How a lookalike audience is built
A lookalike extends an audience through similarity. The process has three steps.
- Define the seed: choose the best customers — the VIP tier by RFM, buyers with high lifetime
value, converters from a specific campaign. - Run the algorithm: the system analyses the seed’s attributes — demographics, behaviour,
interests — and searches for similar people across a wider base. - Receive the extended audience: a list of new users the system considers similar to the seed.
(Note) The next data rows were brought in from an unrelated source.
PR #1602, opened 2026-08-18
Track live PostgreSQL readiness

snevolin:
## Summary

> This focused PR is based on the PostgreSQL live-readiness work originally implemented in the closed umbrella PRs #1517 and #1587.

Track PostgreSQL availability after devshard storage has started:

- keep one monitor-owned PostgreSQL connection outside the application pool;
- reuse that connection for bounded health checks and reconnect it when needed;
- give connection setup the same 5-second budget as normal PostgreSQL connections;
- schedule each probe 5 seconds after the previous probe finishes;
- mark storage unready after two consecutive database failures;
- restore readiness after two consecutive successful probes;
- observe application-pool saturation independently from database health;
- stop and join the monitor before closing the application pool;
- keep SQLite-only storage behavior unchanged.

## Why

Previously, PostgreSQL readiness represented only successful startup and completion of the initial session-index rebuild. If the database became unavailable later, devshardd stayed alive and could continue reporting ready from stale startup state.

The process should remain alive so a transient database outage does not cause a restart loop, while readiness-aware routing can withdraw it until PostgreSQL recovers.

The health check deliberately does not borrow an application-pool slot. A full pool means that application work is using its configured capacity; it does not prove that PostgreSQL is unavailable. Conversely, a real database failure must still be detected while that pool is full.

## Behavior

This applies whenever a live PostgreSQL backend is attached. In fail-closed `DEVSHARD_STORAGE_MODE=postgres`, two confirmed database failures make `/readyz` return `503` without terminating devshardd. Two successful probes restore readiness. Hybrid storage uses the same PostgreSQL signal while attached. SQLite-only mode is unaffected.

The monitor uses one PostgreSQL connection in addition to the application pool. Application `MaxConns` remains entirely available to application work and is not changed by this PR.

Pool saturation does not by itself change readiness. It is exposed independently through:

- `devshard_postgres_health_probe_total{result="success|database_error"}`;
- `devshard_postgres_pool_saturated`.

This PR does not change storage-mode selection, compare database identities, migrate SQL data, set application-pool capacity, or change the PostgreSQL data-directory layout.

## Validation

- `go test -race ./storage ./observability`
- `go test ./...`
- `go vet ./storage ./observability`
- state-machine coverage for database-health hysteresis and independent saturation;
- Docker coverage proving that a dedicated health check succeeds with `MaxConns=1` fully occupied;
- Docker coverage proving that database loss is still detected while that pool remains occupied;
- reconnect coverage for a closed dedicated connection;
- failure-safe connection cleanup in the saturated-pool test.

## History

This focused PR extracts the PostgreSQL live-readiness work previously developed in the closed umbrella PRs #1517 and #1587 so it can be reviewed and merged independently.

### DIFF
--- a/devshard/docs/high-availability-architecture.md
+++ b/devshard/docs/high-availability-architecture.md
@@ -197,6 +197,10 @@ Operator signals (versiond / host logs and Prometheus):
 - `postgres readiness lost` / `postgres readiness recovered` — the live database
   failed or recovered across the two-probe readiness hysteresis. The devshardd
   process stays alive; `/readyz` returns `503` while database readiness is lost.
+  With the default 5-second interval and 5-second probe deadline, a fully
+  blackholed database can take about 20 seconds after the last successful probe
+  to make `/readyz` return `503`. An upstream health checker adds its own polling
+  delay before it removes the replica from traffic.
 - `devshard_postgres_health_probe_total{result="success|database_error"}` —
   outcomes from the dedicated PostgreSQL health connection. A single
   `database_error` can be a transient connection reset and does not make the
--- a/devshard/docs/high-availability-architecture.md
+++ b/devshard/docs/high-availability-architecture.md
@@ -194,6 +194,14 @@ Operator signals (versiond / host logs and Prometheus):
 - `reconcile_fast_forward` — expected on failover onto a lagging replica.
 - `diff_persist_retry` / `devshard_diff_persist_retry_total` — transient Postgres blips.
 - `diff_fork_detected` / `devshard_diff_fork_detected_total` — **must stay 0** in healthy HA; non-zero means real divergence and needs alert investigation.
+- `postgres readiness lost` / `postgres readiness recovered` — the live database
+  failed or recovered across the two-probe readiness hysteresis. The devshardd
+  process stays alive; `/readyz` returns `503` while database readiness is lost.
+- `devshard_postgres_health_probe_total{result="success|database_error"}` —
+  outcomes from the dedicated PostgreSQL health connection.
+- `devshard_postgres_pool_saturated` — whether all application-pool connections
+  were in use at the latest probe. Saturation is reported independently and does
+  not by itself make `/readyz` fail.
 
 Gateway catch-up and sticky failover remain independent: router
 `proxy_next_upstream` moves the HTTP request; host reconcile heals RAM from
--- a/devshard/docs/high-availability-architecture.md
+++ b/devshard/docs/high-availability-architecture.md
@@ -198,7 +198,10 @@ Operator signals (versiond / host logs and Prometheus):
   failed or recovered across the two-probe readiness hysteresis. The devshardd
   process stays alive; `/readyz` returns `503` while database readiness is lost.
 - `devshard_postgres_health_probe_total{result="success|database_error"}` —
-  outcomes from the dedicated PostgreSQL health connection.
+  outcomes from the dedicated PostgreSQL health connection. A single
+  `database_error` can be a transient connection reset and does not make the
+  service unready. Alert on `postgres readiness lost` or a sustained error
+  rate, not on one counter increment.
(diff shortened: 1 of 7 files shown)


bonujel:
`Pool.Ping` acquires a pooled connection before it pings (`pgxpool/pool.go:823`), so the probe competes with real traffic for the same `MaxConns`. Nothing sets `MaxConns` here — `ParseConfig("")` reads libpq env vars and `pool_max_conns` isn't one — so it's pgx's default of `max(4, NumCPU)`.

That makes a saturated pool hard to tell apart from an unreachable database. `Acquire` blocks until `probeCtx` expires rather than failing fast, which arrives as a probe failure, and two in a row take `Ready()` to false.

I checked the blocking half against puddle directly, since that part needs no database:

```go
p, _ := puddle.NewPool(&puddle.Config[int]{Constructor: ..., MaxSize: 2})
// hold both resources, the way real traffic would during a burst
ctx, cancel := context.WithTimeout(context.Background(), time.Second)
_, err = p.Acquire(ctx)
```

```
pool saturated: 2/2 acquired
probe Acquire returned after 1s: err=context deadline exceeded
probe succeeds again as soon as a connection is released
```

Running two of those through the hysteresis in this PR flips `healthReady` on the second.

What I can't tell from here is whether a real node's pool ever stays saturated across two consecutive probes — that's load-dependent and I have no traffic numbers for it. So this is a question about intent more than a defect: the PR describes readiness in terms of the database becoming unavailable, but the signal also withdraws a node whose Postgres is healthy and whose pool is merely busy. If shedding traffic off a saturated node is wanted, this gets it. If not, pinging on a connection outside the pool, or telling an `Acquire` deadline apart from a `Ping` error, would keep the two separate.

Two smaller things.

`Close()` waits up to `postgresHealthTimeout` for `healthDone` and then calls `pool.Close()` either way. Since `probeCtx` derives from the context `healthCancel()` cancels, the monitor should always return promptly — which seems like an argument for waiting on `healthDone` without a deadline instead of racing an in-flight probe.

`postgresHealthInterval` and `postgresHealthTimeout` are both a second, so a probe slow enough to matter consumes its whole interval and the next tick is already queued. Against a degraded database the probes end up back to back, holding a pooled connection continuously at the point connections are scarcest. A timeout below the interval would leave a gap.

snevolin:
@bonujel thanks for the detailed review.

The dedicated pgx.Conn is intentionally outside pgxpool, so the health probe neither consumes MaxConns capacity nor derives database health from a racy pool snapshot. Pool saturation is now reported independently and never changes readiness by itself.

The timer is reset only after each completed probe, and shutdown first cancels and joins the context-aware monitor before closing the application pool. The test now covers a full MaxConns=1 pool, monitor reconnection, and a real database outage while the application pool remains saturated.

I also addressed the two documentation notes:

- 5dc2ffd29 explains that one database_error may be transient and should not trigger an alert by itself.
- efbb32a55 documents the roughly 20-second worst-case readiness delay for a blackholed database, plus upstream health-check latency.

I kept postgresHealthProbeResult because explicit result names make the readiness state transitions easier to read. No additional runtime behavior was added for that point.

bonujel:
Thanks — I read through the new version and all four points check out.

The probe now holds its own `pgx.Conn` outside the pool and reconnects on
failure, so it no longer competes for `MaxConns`. Saturation is sampled through
`pool.Stat()` and stored separately: the switch that drives `healthReady` only
looks at Success and DatabaseError, so a busy pool can't withdraw a healthy node
on its own. The timer resetting after each completed probe closes the
back-to-back gap, and `Close()` now joins the monitor unbounded before touching
the pool, which is cleaner than the deadline I was picking at.

The test I wouldn't have thought to ask for is the one holding the application
pool saturated *while* the database is genuinely down — that's the case where
the two signals could still have been conflated, and it's good to see it pinned.

Keeping `postgresHealthProbeResult` makes sense to me. A bool would have had to
absorb saturation eventually, and the named results are what let it stay a
separate dimension.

Quality depends on two things: how representative the seed is, and how much data is available to
search across.
Applications in e-commerce
| Scenario | Seed | Goal |
|---|---|---|
| Extending ad reach | Buyers with above-median LTV | Find new customers with a similar profile |
| Converting new visitors | People who bought on the first visit | Identify similar visitors and personalize the homepage |
| Cross-category selling | Buyers of one category | Find similar people for an adjacent category offer |
Important: the narrower and cleaner the seed, the more precise the lookalike. A seed made of all
registered users produces a weak result — focus on specific behaviour.
Limits
A lookalike creates no new data; it extrapolates patterns from what is known. If the seed is biased
— only users from one region, for instance — the lookalike reproduces that bias. The seed also needs
refreshing: a customer base shifts, and a six-month-old seed can misrepresent current value.
When lookalikes are used in advertising, consent requirements for transferring an email base to an
ad platform apply and have to be checked against the relevant data protection regime.